Every operation that could break the empty scripts/compile_allowlist.txt lives outside BatchCopyPaste.forward:

  • Disk I/O / decode / RLE expansion → bank.__getitem__ (worker process)
  • Class-balanced index sampling → BankSampler.__iter__ (worker)
  • Predicate filtering (e.g. CLIP threshold) → BankCocoCropDataset (worker, deterministic walk on rejection)
  • Crop staging → stage_bank_batch (worker collate, single pre-allocated buffer + scatter)

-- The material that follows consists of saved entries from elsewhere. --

PR #1552, opened 2016-01-22
Removed use of SvgPathSeg, fixing Chrome error

bottomline:


perlun:
@masayuki0812 - any chance we can get this merged (and a new version released) in the near future? The current version is broken in Chrome 48, which was rolled out some week ago, so it's quite critical to get this fixed.

(For now, using the version from bottomline, but it would be nice to be able to get this into an "official" 0.4.11 release or similar.)

Thanks in advance, and huge thanks for a _great_ FOSS project! Do let us know if this is a time problem; I'm sure there are volunteers that can help with maintaining the project if needed.

ericpias:
The code change in this pull request uses a reserved javascript keyword (char) as a variable name in several spots.  In testing it with yuicompressor, it fails.  It is a simple matter to change it.  When I get more comfortable with github I will change it if not already fixed.  I would hate for it to get into a released version that way.  Thanks for for fixing the issue!

src/util.js
```diff
@@ -1,3 +1,312 @@
+// PathData object is based upon `Source`, here https://github.com/jarek-foksa/path-data-polyfill.js/blob/master/path-data-polyfill.js
```
LoneRifle: The nature of the changes in this file strike me as a polyfill. I'm not an active contributor to this project, but as an interested consumer, I would think it might make more sense if this were moved to src/polyfill.js.

For what it's worth, I favour this PR as a whole over #1564, as we should be providing forwardbridges to current APIs, not backbridges to legacy ones.

SSKSoftware:
Downloaded the latest zip from https://github.com/masayuki0812/c3
c3 version : 0.4.11-rc4
d3 version : d3-3.5.0.
and using crome version : Version 48.0.2564.97 m

but still the click event fails.
:Uncaught TypeError: Cannot read property 'getItem' of undefined

ggamir:
Please... everyone's browsers are autoupdating to the latest version... it's only a matter of time... :cry:

perlun:
I agree, it's becoming a real issue. Is the project abandoned?

aendrew:
I've merged #1564 into `dev` so am closing this as a duplicate.

PR #1554, opened 2016-01-22
firefox takes much time to concat a big array

hn-nguyen:


aendrew:
Minor fix, but good spot. Tests aren't really needed, it's one line. Am marking as RTBC, thanks for your PR!

Issue #1235, opened 2015-06-24
Uncaught TypeError: Cannot read property 'x' of null


mmiszy:
if you call `chart.flow(…)` twice immediately or after a short period of time you get the following error:
> Uncaught TypeError: Cannot read property 'x' of null

It's thrown in `c3.js` at line `6227`:
```javascript
            } else if (flow.orgDataCount === 1 || flowStart.x === flowEnd.x) {
```
because `flowStart` is `null`.

Here's a CodePen illustrating the problem: http://codepen.io/mmiszy/pen/xGPYEj
The problem might occur even if the second call to `chart.flow(…)` happens after 300ms (maybe longer?)

sushitommy:
I have the same problem!

mmiszy:
Any info on this one @masayuki0812 ? We get hundreds of these exceptions in our live graphs.

abhas9:
Having same problem in my code. Any insight on this from other developers would be really helpful. Thanks in advance.

vim-zz:
same here

jakerella:
I see the same. It looks like the `flowStart` variable may be null if a flow is started when there is no data:

`flowStart = $$.getValueOnIndex($$.data.targets[0].values, flowIndex),`

In that line, the `values` will be null on a new chart (no data yet). For me, if I seed the chart with a single data point, then start the flow afterward, the issue is resolved.

One solution may be to simply check that variable in [the `if` condition](https://github.com/masayuki0812/c3/blob/master/src/api.flow.js#L205):

```js
  ...
  } else if (flow.orgDataCount === 1 || (flowStart && flowStart.x) === (flowEnd && flowEnd.x)) {
  ...
```

This worked for me anyway... I'll submit a PR for it.

myfbone:
Have the same problem now
```
Uncaught TypeError: Cannot read property 'x' of null
    at c3.js:4571
    at ChartInternal.redraw (c3.js:1822)
    at Chart.flow (c3.js:4494)
```

PR #1576, opened 2016-02-11
Fixes issue of trying to flow data when there is no data to start

jakerella:
This PR fixes issue #1235 where errors are seen in the console when trying to flow data to a chart that does not yet have any data in it. The fix merely checks that the flow start and flow end have values before checking their respective `x` properties (which resulted in a null property check otherwise).


aendrew:
Awesome, many thanks! Merging into `dev`!

jakerella:
np, I'm happy to submit the quick fixes. ;)

masayuki0812:

PR #1577, opened 2016-02-14
Allow tooltip formatter to change output depending on all data points.

SSchwaiger:
I often need to adjust the values presented to the user in the tooltip. Therefore I need information about all data points being displayed for the current point in time.

BTW: I mainly need this because I cannot format the contents of a bar chart depending on its sign.


aendrew:
Merged into `dev`. Not requesting tests because it's a minor change. Thanks for your PR!

masayuki0812:

PR #1578, opened 2016-02-15
dont order items in tooltip if order value in config is set to null

LukasJenicek:


aendrew:
Hi @LukasJenicek!

Nice PR! Could you please do the following?

1. Add a unit test demonstrating the changed functionality works as expected. This helps us ensure your changes work, as well as prevents other changes from breaking yours. Thanks!
2. Please also remove c3.js and c3.min.js from your commit as these get automatically built during releases.

Thank you!

panthony:
This was later fixed, and even a new `tooltip_order` was added to have a different sorting between data and tooltip.

PR #1582, opened 2016-02-17
replace drag selection XOR with more reasonable behavior.

adufilie:


aendrew:
@adufilie Could you please describe what the current behaviour is and how this PR changes that? Thank you!

adufilie:
You can see the problem if you add
`    selection: { enabled: true, multiple: true, draggable: true },`
to the "data" config in the example here: http://c3js.org/samples/chart_scatter.html

The current behavior performs an XOR selection operation on shapes falling within the selection rectangle. The logic is flawed - if you move the mouse fast, the selection becomes incorrect.  If the user attempts to correct the selection, it becomes very difficult to do with the XOR behavior.  This patch makes it so it replaces the selection with the shapes that fall within the most recent selection rectangle.

PR #1595, opened 2016-02-23
Adds config option in area hash to draw the area fill above the line …

linearza:
Adds config option in area hash to draw the area fill above the line instead of below.

Related issue: https://github.com/masayuki0812/c3/issues/1594


aendrew:
Wow, that's so cool! Merging into `dev`! :tada:

masayuki0812:
This has been released as 0.4.11. Thanks!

The forward sees only: - The target PaddedBatchedDenseSample (unchanged) - A pre-staged source-view tensor produced from the bank batch - One torch.multinomial over a uniform weight tensor to pick which staged candidate fires per target row

tests/test_bank_compile_clean.py parametrizes the existing ADR-0008 §D7 gate over the BankSource path — empty allow-list passes. tests/test_batch_copy_paste_bitwise.py pins BatchCopyPaste(default_config) against the v0.3.0 forward output; the default IntraBatchSource is byte-identical.

Bank serialization

All three backends share the same logical record:

image:      uint8  [3, h, w]   (RGB, no decode at read time)
alpha:      bool   [1, h, w]   (instance mask, decoded RLE)
class_id:   int64               (zero-indexed)
embedding:  float16 [256] | None (optional CLIP-style vector)

Per-backend layout:

Backend Layout
memmap images.dat + alpha.dat + classes.npy + optional embeddings.dat + meta.json
lmdb data.mdb (B-tree, packed binary records) + meta.json
webdataset shard-{NNNNNN}.tar (crop_{idx:08d}.bin packed records) + index.parquet + meta.json

meta.json carries format, format_version, num_crops, crop_h, crop_w, num_classes, has_embeddings, segpaste_version, build_seed, class_frequencies, and a SHA-256 of itself (with the hash field excluded) used as the version cache key.

Optional dependencies

  • bank-memmap: numpy >= 1.26
  • bank-lmdb: lmdb >= 1.4
  • bank-webdataset: webdataset >= 0.2.86, pyarrow >= 15
  • bank (umbrella): all three above

Each backend's import is guarded by a require_* helper in segpaste._internal.imports that raises ImportError with an install hint at first use.

Build path

scripts/build_instance_bank.py walks COCO instances in (image_id, annotation_id) lexicographic order, crops each annotation to its bbox, center-pads to --crop-size, and writes the bank in the selected format. Two builds with the same inputs produce byte-identical banks (verified by meta.json#sha256).

KS soft-report extension

tests/test_batch_copy_paste_ks.py already records paste-area / per-image paste count / per-class histograms over IntraBatchSource draws (ADR-0008 §D6 30-day burn-in). After this ADR, the test is parametrized over ["intrabatch", "bank"]; the bank-mode snapshot lives at tests/fixtures/ks_snapshot_bank.pt (added in a follow-up once the bank-mode burn-in begins).

Consequences

  • The default-config forward path is bitwise-identical to v0.3.0; existing pipelines do not need to change.
  • A new source: SourceConfig field on BatchCopyPasteConfig (discriminated by kind) plumbs both strategies through Pydantic config — YAML configs without source: continue to load unchanged.
  • K_source = 1 (one paste per target slot) matches v0.3.0 "one source per target" semantics. Multi-crop-per-target bursts are a future extension; relaxing this lifts the source-view's K beyond 1 and the slot-merge logic (_merge_slots) is already shaped for arbitrary K_s (verified by the bank-mode tests with K_s = 1 but the merge code uses K_t for output K).
  • AffinePropagator.forward signature change from (padded, placement) to (target, source, placement) is a hard break for any direct caller. The repo's only direct callers (BatchCopyPaste, tests/test_affine_propagate.py, tests/test_batch_copy_paste_ks.py) are migrated as part of this ADR.

Tracking

  • Initial PR sequence: PR1 propagator refactor → PR2 SourceStrategy protocol → PR3 SourceConfig discriminated union → PR4 InstanceBank
  • MemmapBank + BankSampler + loader → PR5 build script + LMDBBank → PR6 WebDatasetBank → PR7 BankSource + KS gate + this ADR.
  • Burn-in: ADR-0008 §D6 30-day window applies to the bank-mode KS draws once a snapshot fixture lands. After the burn-in, a follow-up amendment promotes the bank-mode KS gate from soft-report to hard threshold.
  • Follow-ups: predicate-filtered hot path (CLIP) instrumentation, multi-crop-per-target (K_source > 1), promotion of backend classes
  • BankSampler to the public surface.